吳軟軟越說越興奮,由於激動,後背的傷口崩裂,滲出絲絲血跡,她卻恍若未覺。
“那陳楚不過是個運氣好的暴君,仗著手裡有黑冰台那群瘋狗纔敢橫行霸道。如果能請到梅師兄出山,以他的智計,定能讓那個暴君作繭自縛,甚至讓他跪在我爹麵前認錯!”

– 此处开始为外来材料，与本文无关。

PR #273, opened 2026-08-30
feat(lerobot): export an HFlow-curated selection as a loadable LeRobot Dataset v3 (fixes #190)

### LINKED ISSUE #190: LeRobot: export an HFlow-curated selection as a loadable v3 dataset

ayam04:
Closes #190

## What this adds

A standalone export callable and command under `examples/lerobot/` that turns an HFlow curation selection into a **local LeRobot Dataset v3 repository** loadable by existing LeRobot tooling:

- `examples/lerobot/export.py` — public `export()` callable + `--manifest` / `--sql` CLI
- `examples/README.md` — documented usage (manifest and SQL forms)
- `tests/test_lerobot_export.py` — 7 outcome-focused tests

## How it works

1. **Selection**: reads a `hflow curate` manifest parquet or a SQL query (exactly one required).
2. **Provenance**: each row's `metadata_json` is resolved to `source_dataset`, `source_revision`, `source_episode_index`, `task`, `embodiment` — the exact #189 contract keys the converter stamps in `episode/v1` (no contract extension: nothing new is added to the converter's stamps).
3. **Immutability**: the selection must reference exactly one repository and one immutable 40-hex commit; branch names and mixed sources fail loudly before any output exists.
4. **Materialization**: source video chunks are copied byte-for-byte (no re-encode, frame timing preserved) and the selected episode data rows are sliced from their source chunk parquets, so camera content, feature schema, dtypes, shapes, and frame timing match the source exactly. Episode indexes are renumbered sequentially in selection order; non-contiguous selections come out in deterministic selection order.
5. **Validation**: structural v3 checks run always (info.json coherence, per-episode windows == length, video files present per referenced camera); when the official `lerobot` package is installed, the staged directory is additionally loaded through `LeRobotDataset`.
6. **Atomic publish**: everything is staged under a temp dir; the destination is replaced only after creation + validation succeed. A failure never leaves a partial or destroyed destination.
7. **Provenance out**: `export-provenance.json` (source repo, source commit, exporter version, selection SQL/manifest name, selected source episode indexes, video + data parquet sha256s) + a dataset-card draft `README.md` with enough to reproduce the selection.

## Failure behavior (all tested)

- missing provenance (`metadata_json` absent) → abort, no destination
- mixed source repositories or revisions → abort
- non-immutable revision (e.g. `main`) → abort
- duplicate source episode indexes → abort
- selected episode not present in the source → abort
- staged dataset failing structural/API validation → abort

Temporary output never replaces a previously valid destination until creation and validation succeed.

## Tests

`tests/test_lerobot_export.py` (synthetic v3 corpus, network helpers monkeypatched, mirroring the converter tests):

- non-contiguous selection (episodes 0 + 2 of 4): output contains exactly {0, 2} in order, episode/data parquets renumbered (windows 0-60, 60-130), frame_index preserved per source episode, videos byte-identical, provenance + card written
- mixed repositories, non-immutable revision, missing provenance, missing source episode, duplicate selection → all fail with no destination created
- SQL selection path produces the same outcome as the manifest path

## Verification

- `ruff check`: clean (both files)
- `ty check`: clean (both files)
- `pytest tests/test_lerobot_export.py`: 7 passed
- full suite: 985 passed / 6 skipped; the only failures are 3 pre-existing `tests/test_cli.py` cases that fail identically on a clean tree (verified via stash)
- the official-API validation pass runs in CI where `lerobot` is installed; the structural pass runs everywhere

### DIFF
--- a/examples/README.md
+++ b/examples/README.md
@@ -280,7 +280,8 @@ LeRobot Dataset v3 repository containing exactly the selected episodes.
 Episode provenance stamped by the converter (`source_dataset`,
 `source_revision`, `source_episode_index` in `episode/v1` metadata) is
 resolved back to the source; the exporter copies the source video chunks
-byte-for-byte and slices the selected data rows from the source chunk
+byte-for-byte (each source (chunk, file) keeping its identity in the
+destination path) and slices the selected data rows from the source chunk
 parquets, so cameras, feature schema, dtypes, shapes, and frame timing
 match the source. Episode indexes are renumbered sequentially in selection
 order. The exporter drives the public `hflow import lerobot` entry point to
--- a/examples/README.md
+++ b/examples/README.md
@@ -272,6 +272,50 @@ Output: one canonical MCAP per episode at
 - Public API: [`hflow.importers.lerobot`](../src/hflow/importers/lerobot.py)
 - Compatibility wrapper: [`lerobot/prepare.py`](./lerobot/prepare.py)
 
+### Exporting a curated selection back to LeRobot Dataset v3
+
+`lerobot/export.py` turns an HFlow curation selection (a `hflow curate`
+manifest parquet, or a SQL query over the catalog) into a loadable local
+LeRobot Dataset v3 repository containing exactly the selected episodes.
+Episode provenance stamped by the converter (`source_dataset`,
+`source_revision`, `source_episode_index` in `episode/v1` metadata) is
+resolved back to the source; the exporter copies the source video chunks
+byte-for-byte and slices the selected data rows from the source chunk
+parquets, so cameras, feature schema, dtypes, shapes, and frame timing
+match the source. Episode indexes are renumbered sequentially in selection
+order. The exporter drives the public `hflow import lerobot` entry point to
+materialize the source archive (meta, data chunks, video chunks) and copies
+those chunks byte-for-byte. A dataset-card draft (`README.md`) and
+`export-provenance.json` record the source repository, source commit,
+exporter version, selection SQL/manifest, and selected source episode
+indexes.
+
+From a curation manifest:
+
+```
+uv run python examples/lerobot/export.py \
+  --manifest ./manifest.parquet \
+  --destination ./data/curated_lerobot \
+  --camera-keys observation.images.up,observation.images.side
+```
+
+From a SQL query over the catalog:
+
+```
+uv run python examples/lerobot/export.py \
+  --sql "SELECT episode_id, metadata_json FROM episodes_latest WHERE status = 'ok'" \
+  --destination ./data/curated_lerobot \
+  --camera-keys observation.images.up,observation.images.side
+```
+
+Failures abort before any output is published: mixed source repositories
+or revisions, non-immutable revisions, missing provenance, missing source
+episodes, duplicate selections, and a staged dataset that fails structural
+or (when `lerobot` is installed) official-API validation never replace a
+previously valid destination.
+
+Code: [`lerobot/export.py`](./lerobot/export.py)
+
 
 ## Example requirements
 
--- a/examples/lerobot/export.py
+++ b/examples/lerobot/export.py
@@ -12,6 +12,10 @@ episode data rows are sliced from their source chunk parquets, so camera
 content, feature schema, dtypes, shapes, and frame timing match the source
 exactly. Episode indexes are renumbered sequentially in selection order.
 
+The source archive is materialized through the public
+``hflow.import_lerobot_dataset`` entry point (``hflow import lerobot``) and
+consumed from the ``_lerobot_cache`` artifacts that entry point writes.
+
 Failures fail before any publishable output is written: mixed source
 repositories or revisions, missing provenance, missing source episodes,
 duplicate selections, and incompatible feature schemas all abort without
@@ -35,21 +39,11 @@ import duckdb
 import pyarrow as pa
 import pyarrow.parquet as pq
 
-try:
-    import examples.lerobot.prepare as prepare
-except ModuleNotFoundError:
-    # Direct `python examples/lerobot/export.py` runs: repository root is
-    # not on sys.path, so add it (examples/ is not a package).
-    import sys as _sys
-    from pathlib import Path as _Path
-    _sys.path.insert(0, str(_Path(__file__).resolve().parents[2]))
-    import examples.lerobot.prepare as prepare
-
+import hflow
 
 EXPORT_VERSION = "lerobot-export-v1"
 
 _COMMIT_SHA_RE = re.compile(r"^[0-9a-f]{40}$")
-_CAMERA_KEY_RE = re.compile(r"^observation\.images\.[A-Za-z0-9_]+$")
 
 
 @dataclass(frozen=True)
@@ -151,6 +145,100 @@ def _sha256(path: Path) -> str:
     return h.hexdigest()
 
 
+def _read_corpus_from_cache(cache_dir: Path) -> dict:
+    """Reconstruct the source corpus from the importer's materialized archive.
+
+    ``hflow.import_lerobot_dataset`` writes meta/info.json, the
+    meta/episodes parquets, data chunks, and video chunks under
+    ``<output_dir>/_lerobot_cache``. Export consumes exactly those public
+    artifacts; the dictionary mirrors the archive shape the converter used.
+    """
+    info_path = cache_dir / "meta" / "info.json"
+    if not info_path.exists():
+        raise FileNotFoundError(
+            f"materialized archive has no {info_path}; the public importer writes it during export"
+        )
+    info = json.loads(info_path.read_text())
+
+    episodes_dir = cache_dir / "meta" / "episodes"
+    ep_files = sorted(episodes_dir.rglob("*.parquet"))
+    if not ep_files:
+        raise FileNotFoundError(
+            f"materialized archive has no episode parquets under {episodes_dir}"
+        )
+
+    conn = duckdb.connect()
+    try:
+        rows: list[dict] = []
+        windows: dict[int, dict[str, dict]] = {}
+        for ep_file in ep_files:
+            quoted = str(ep_file).replace("'", "''")
+            cols = [
+                d[0]
+                for d in conn.execute(f"SELECT * FROM read_parquet('{quoted}') LIMIT 0").description
+            ]
+            data = conn.execute(f"SELECT * FROM read_parquet('{quoted}')").fetchall()
+            for row in data:
+                d = dict(zip(cols, row, strict=True))
+                ep_idx = int(d["episode_index"])
+                tasks = d.get("tasks")
+                if isinstance(tasks, list):
+                    task = str(tasks[0]) if tasks else ""
+                else:
+                    task = str(tasks or "")
+                rows.append(
+                    {
+                        "episode_index": ep_idx,
+                        "task": task,
+                        "length": int(d["length"]),
+                        "data_chunk": str(d["data/chunk_index"]).split("/")[-1],
+                        "data_file": str(d["data/file_index"]).split("/")[-1],
+                        "data_from": int(d["dataset_from_index"]),
+                        "data_to": int(d["dataset_to_index"]),
+                    }
+                )
+                cam_windows: dict[str, dict] = {}
+                for col in cols:
+                    if col.startswith("videos/") and col.endswith("/from_timestamp"):
+                        cam = col.split("/")[1]
+                        cam_windows[cam] = {
+                            "chunk_index": str(d.get(f"videos/{cam}/chunk_index") or ""),
+                            "file_index": str(d.get(f"videos/{cam}/file_index") or ""),
+                            "from_timestamp": float(d.get(f"videos/{cam}/from_timestamp") or 0.0),
+                            "to_timestamp": float(d.get(f"videos/{cam}/to_timestamp") or 0.0),
+                        }
+                windows.setdefault(ep_idx, {}).update(cam_windows)
+    finally:
+        conn.close()
+
+    rows.sort(key=lambda e: e["episode_index"])
+    for e in rows:
+        e["video_windows"] = dict(windows.get(e["episode_index"], {}))
+    return {"info": info, "episodes": rows, "cache_dir": cache_dir}
+
+
+def _materialize_source_archive(
+    src_ds: str, src_rev: str, cache_dir: Path, camera_keys: tuple[str, ...]
+) -> dict:
+    """Materialize the source archive through the public importer.
+
+    ``hflow.import_lerobot_dataset`` (exported from ``hflow/__init__.py``;
+    ``hflow import lerobot`` on the CLI) resolves the immutable revision,
+    validates the camera keys, and downloads the corpus metadata, data
+    chunks, and video chunks under ``<output_dir>/_lerobot_cache``. Export
+    consumes that archive; the canonical landing MCAPs the importer also
+    writes are a side effect export does not use.
+    """
+    hflow.import_lerobot_dataset(
+        dataset_repo=src_ds,
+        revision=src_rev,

蘇倌倌重重點頭,目光堅定:“對!這天下是大楚百姓的天下,不是陳楚一個人的天下。既然他無道,那我們就請聖人出山,肅清乾坤!”
兩人越聊越投機,彷彿隻要找到了梅長安,那個坐在龍椅上的男人就會立刻灰飛煙滅。
安顏在一旁默默地收拾藥箱,聽到“得之可得天下”這種尷尬的台詞,她尷尬得腳趾幾乎要在鞋底摳出一座紫禁城。
“兩位。”安顏冷不丁開口,“你們口中的梅才子,要是真有經天緯地之才,當初你們吳家被抄的時候,他怎麼不出來放個屁?”
吳軟軟一噎,隨即惱羞成怒道:“那是梅師兄在觀察!在等待時機!你這種江湖醫生懂什麼權謀?”
安顏聳聳肩,背起藥箱往外走:“我是不懂權謀,但我懂傷口。不想爛屁股就乖乖趴著,別到處跑。”
看著安顏離去的背影,吳軟軟恨恨地啐了一口:“等我們扳倒了陳楚,這種沒規矩的女人,定要讓她好看!”
……
與此同時,鎮南關外。
烈日炙烤著連綿不絕的南越營地。半個月了,這支號稱百萬的龐大軍隊,除了消耗了驚人的糧草,沒有踏入大楚境內半步。
中軍大帳內,空氣凝滯得讓人窒息。
軍師韓萬忠跪在女帝陸傾城麵前,聲音帶著幾分絕望的顫抖:“陛下,退兵吧!不能再等了!”
陸傾城穿著一襲火紅的輕甲,英氣勃發的臉上此刻布滿陰霾。
她手中的長劍死死按在帥案上,指關節因用力而發白。
“退兵?朕起兵之時,號稱百萬,佈告天下要討伐暴君陳楚。如今連一塊磚都沒敲下來就退兵,朕的臉麵往哪放?南越的國威往哪放?”
“陛下!”韓萬忠重重叩首,“臉麵重要還是命重要?咱們號稱百萬,實則隻有三十萬兵馬,剩下的全是徵調的民夫。如今這三十萬人每天吃掉的糧草就是個天文數字。鎮南關那個趙廣平就像隻縮頭烏龜,咱們叫陣,他關門睡覺;咱們偷襲,他放箭潑油。他是打定主意要耗死咱們啊!”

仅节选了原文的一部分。